O presidente do Tribunal de Contas do Estado, Jerson Domingos, fará uma consulta judicial para verificar a possiblidade de nova eleição para o Tribunal de Contas de Mato Grosso do Sul, que teve três conselheiros suspensos na manhã de hoje, durante operação da Polícia Federal.
Jerson assumiu a presidência do TCE, que tinha eleição marcada para o dia 16 de dezembro, na próxima semana. Agora, restam apenas quatro conselheiros, um número menor do que o exigido pela legislação, o que impediria a realização da eleição.
O novo presidente decidiu fazer a consulta porque os conselheiros foram afastados por seis meses e o mandato já vence no final deste mês. Soma-se a isso a paralisação para o recesso do fim de ano. Sem a eleição, na volta do recesso, a Côrte estaria sem presidente e vice e impedida de realizar os trabalhos nos próximos cinco meses.
O caso
Uma operação da Polícia Federal nesta manhã afastou três conselheiros do Tribunal de Contas de Mato Grosso do Sul (TCE). O presidente, Iran Coelho Neves, Ronaldo Chadid e Valdir Neves estão suspensos por 180 dias.
As investigações apuram a indevida contratação de empresa por meio de licitações fraudulentas, utilizando-se de conluio prévio entre as pessoas jurídicas vinculadas participantes do certame.
Os investigados utilizavam- se de diversos artifícios para frustrar o caráter competitivo da licitação, incluindo rapidez incomum na tramitação do procedimento, exigência de qualificação técnica desnecessária ao cumprimento do objeto, contratação conjunta de serviços completamente distintos em um mesmo certame e apresentação de atestado de capacidade técnica falsificado.
Através da análise do material apreendido por ocasião da Operação Mineração de Ouro, bem como dos dados obtidos no bojo da investigação, com as quebras de sigilos bancários, fiscais e telemáticos, foi possível apurar que, para dissimular a destinação dos recursos debitados nas contas da empresa contratada, foram criados diversos mecanismos de blindagem patrimonial, antes de serem creditados em contas do destinatário final.

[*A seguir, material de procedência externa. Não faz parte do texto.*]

PR #3948, opened 2023-05-15
refactor: is hovered renderers + change preview to dry-run

topliceanurazvan:
## Changes

- Show the context menu dots only on hover
- Change `Preview` label to `Dry-run`

## Screenshots

image

image

## Checklist

- [x] tested locally
- [ ] added new dependencies
- [ ] updated the docs
- [ ] added a test

### DIFF
--- a/src/components/organisms/PageHeader/PreviewControl/PreviewLabel.tsx
+++ b/src/components/organisms/PageHeader/PreviewControl/PreviewLabel.tsx
@@ -22,7 +22,7 @@ export function PreviewLabel() {
       <LabelBox>
         {PREVIEW_ICON_MAP[preview.type]}
         <LabelContent>
-          Previewing <span style={{fontWeight: 700}}>{previewDisplayContent.name}</span>
+          Dry-running <span style={{fontWeight: 700}}>{previewDisplayContent.name}</span>
         </LabelContent>
       </LabelBox>
     </Tooltip>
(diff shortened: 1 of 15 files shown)


olensmar:
TBH it looks a little weird to me - but that's probably just because I'm so used to "Preview" :D

olensmar:
@CortNick would this change require any urgent updates to website (or any other) content?

src/components/organisms/PageHeader/PreviewControl/PreviewLabel.tsx
```diff
@@ -22,7 +22,7 @@ export function PreviewLabel() {
       <LabelBox>
         {PREVIEW_ICON_MAP[preview.type]}
         <LabelContent>
-          Previewing <span style={{fontWeight: 700}}>{previewDisplayContent.name}</span>
+          Dry-running <span style={{fontWeight: 700}}>{previewDisplayContent.name}</span>
```
olensmar, line 25: "Performing Dry-run" ? or is that too long?

olensmar: oh - then "Viewing Kustomize dry run" is probably better - and "Viewing Helm-chart dry run" ? or "Showing.. " ? @CortNick wdyt? 

Also - grammatically it seems to be more correct to not hyphenise - i.e. "dry run" - but that looks even weirder!? And should we capitalize? i.e. "dry-run" or "Dry-run"?

olensmar (approved):

PR #345, opened 2019-11-13
Enhanced aggregates - more generic interface, sample aggregations

mproch:


engine/flink/util/src/main/scala/pl/touk/nussknacker/engine/flink/util/transformer/aggregate/AggregateTransformer.scala
```diff
@@ -0,0 +1,127 @@
...
+
+import scala.collection.immutable.TreeMap
+import scala.concurrent.duration.Duration
+
+object AggregateTransformer extends CustomStreamTransformer {
+
+  @MethodToInvoke(returnType = classOf[AnyRef])
+  def execute(@ParamName("keyBy") keyBy: LazyParameter[String],
+              @ParamName("length") length: String,
+              @ParamName("aggregator") aggregator: Aggregator,
```
arkadius: How do you want to pass `aggregator`? Some map of all possible values in global variables? WDYT about replacing it with java Enum and make it more standardized and ready for further better enum handling?

engine/flink/util/src/main/scala/pl/touk/nussknacker/engine/flink/util/transformer/aggregate/AggregateTransformer.scala
```diff
@@ -0,0 +1,127 @@
...
+import pl.touk.nussknacker.engine.api.context.ContextTransformation
+import pl.touk.nussknacker.engine.api.context.ProcessCompilationError.NodeId
+import pl.touk.nussknacker.engine.api.{Context => NkContext, _}
+import pl.touk.nussknacker.engine.flink.api.process._
+import pl.touk.nussknacker.engine.flink.api.state.LatelyEvictableStateFunction
+
+import scala.collection.immutable.TreeMap
+import scala.concurrent.duration.Duration
+
+object AggregateTransformer extends CustomStreamTransformer {
```
arkadius: I wonder if we can think about making those all generic transformers unified and think about them as one is the special case for another. Proposed `AggregateTransformer` looks like most generic one. 
1. One thing that is missing for me is filtering (`transformWhen` in `TransformStateTransformer`). How do you handle the scenario: You want to handle stream of events, based on part of them you want to have aggregation and for other part you want to just read value of state? 
2. If we decide to go this way, we should have the same naming for window time, key be and so on.
3. Mayby those special cases like `TransformStateTransformer`, `PreviousValueTransformer` won't be needed then?

engine/flink/util/src/main/scala/pl/touk/nussknacker/engine/flink/util/transformer/aggregate/AggregateTransformer.scala
```diff
@@ -0,0 +1,127 @@
...
+    ValueWithContext((keyInterpreter(value), valueInterpreter(value)), value)
+  }
+}
+
+
+//TODO: figure out if it's more convenient/faster to just use SlidingWindow with 60s slide and appropriate trigger?
+class AggregatorFunction[T <: AnyRef](aggregator: Aggregator, lengthInMillis: Long, nodeId: String)
+  extends LatelyEvictableStateFunction[ValueWithContext[(String, AnyRef)], ValueWithContext[Any], TreeMap[Long, AnyRef]] {
+
+  private val minimalResolutionMs = 60000L
```
arkadius: Why you need this?

engine/flink/util/src/main/scala/pl/touk/nussknacker/engine/flink/util/transformer/aggregate/aggregates.scala
```diff
@@ -0,0 +1,115 @@
...
+    override type Element = Number
+
+    override def zero: Number = Double.MaxValue
+
+    override def add: (Number, Number) => Number = (n1, n2) => Math.min(n1.doubleValue(), n2.doubleValue())
+
+    override def zeroType: TypingResult = Typed[Number]
+  }
+
+  object ListAggregator extends Aggregator {
```
arkadius: What about adding First, Last? that will contain only one element?

engine/flink/util/src/main/scala/pl/touk/nussknacker/engine/flink/util/transformer/aggregate/Aggregator.scala
```diff
@@ -0,0 +1,44 @@
...
+ */
+trait Aggregator extends AggregateFunction[Any, Any, Any] {
+
+  type Aggregate <: AnyRef
+
+  type Element <: AnyRef
+
+  def zero: Aggregate
+
+  def add: (Element, Aggregate) => Aggregate
```
arkadius: Why this method, `merge` and `result` return function instead of simple handle `Element` and `Aggregate` as a method's parameters?

engine/flink/util/src/main/scala/pl/touk/nussknacker/engine/flink/util/transformer/aggregate/aggregates.scala
```diff
@@ -0,0 +1,115 @@
...
+    override def merge: (Aggregate, Aggregate) => Aggregate = _ ++ _
+
+    override def result: Aggregate => Any = _.asJava
+
+    override def computeOutputType(input: TypingResult): Validated[String, TypingResult]
+      = Valid(TypedClass(classOf[java.util.List[_]], List(input)))
+
+  }
+
+  class MapAggregator(fields: java.util.Map[String, Aggregator]) extends Aggregator {
```
arkadius: Can you give some example how it works? You can have max on some field and min on some other? How it handle null in values? Will omit aggregations?

engine/flink/util/src/main/scala/pl/touk/nussknacker/engine/flink/util/transformer/aggregate/AggregateTransformer.scala
mproch: to reduce the number of values we are storing. It's kind of window slide.

engine/flink/util/src/main/scala/pl/touk/nussknacker/engine/flink/util/transformer/aggregate/aggregates.scala
mproch: I added it

engine/flink/util/src/main/scala/pl/touk/nussknacker/engine/flink/util/transformer/aggregate/Aggregator.scala
mproch: true, I changed it

engine/flink/util/src/main/scala/pl/touk/nussknacker/engine/flink/util/transformer/aggregate/AggregateTransformer.scala
mproch: 1. I think I can add it to this function
2. I'll look at that
3. PreviousValueTransformer is kind of different as it has no notion of time and can be more efficient I think than those based on windows

engine/flink/util/src/main/scala/pl/touk/nussknacker/engine/flink/util/transformer/aggregate/AggregateTransformer.scala
```diff
@@ -0,0 +1,127 @@
...
+import pl.touk.nussknacker.engine.flink.api.state.LatelyEvictableStateFunction
+
+import scala.collection.immutable.TreeMap
+import scala.concurrent.duration.Duration
+
+object AggregateTransformer extends CustomStreamTransformer {
+
+  @MethodToInvoke(returnType = classOf[AnyRef])
+  def execute(@ParamName("keyBy") keyBy: LazyParameter[String],
+              @ParamName("length") length: String,
```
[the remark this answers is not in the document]
mproch: I refactored it a bit

engine/flink/util/src/main/scala/pl/touk/nussknacker/engine/flink/util/transformer/aggregate/AggregateTransformer.scala
mproch: I refactored it a bit, to be able to separate
- aggregators
- functions/transformers 
- UI/API - that is, how do we present it to user, what is fixed and what can be changed

engine/flink/util/src/main/scala/pl/touk/nussknacker/engine/flink/util/transformer/aggregate/aggregates.scala
mproch: I'll add some samples and tests

mproch: comments/test added, I added TODO for null handling, I think some more general consideration would be needed - e.g. can we implement #input.complexField.?field1? :D

engine/flink/util/src/main/scala/pl/touk/nussknacker/engine/flink/util/transformer/aggregate/sampleTransformers.scala
```diff
@@ -0,0 +1,46 @@
...
+  object SimpleSlidingAggregateTransformer extends CustomStreamTransformer {
+
+    @MethodToInvoke(returnType = classOf[AnyRef])
+    def execute(@ParamName("keyBy") keyBy: LazyParameter[String],
+                @PossibleValues(Array("Max", "Min", "ApproximateSetCardinality", "Set")) @ParamName("aggregator") aggregatorType: String,
+                @ParamName("aggregateBy") aggregateBy: LazyParameter[AnyRef],
+                @ParamName("windowLengthInSeconds") length: Long,
+                @OutputVariableName variableName: String)(implicit nodeId: NodeId): ContextTransformation = {
+      val windowDuration = Duration(length, TimeUnit.SECONDS)
+      transformers.tumblingTransformer(keyBy, aggregateBy, toAggregator(aggregatorType), windowDuration, variableName)
```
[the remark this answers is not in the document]
mproch: yes, thanks :)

Os valores foram creditados em contas de outras pessoas jurídicas, porém, sem quaisquer contrapartidas fiscais que pudessem justificar tais depósitos. A ocultação do destinatário desses valores foi facilitada pela realização de saques em espécie sem a rastreabilidade dos favorecidos, dificultando a identificação do caminho do dinheiro. Para tanto, substanciais valores em cheques foram sacados irregularmente do caixa, em desacordo com os procedimentos operacionais do próprio Banco.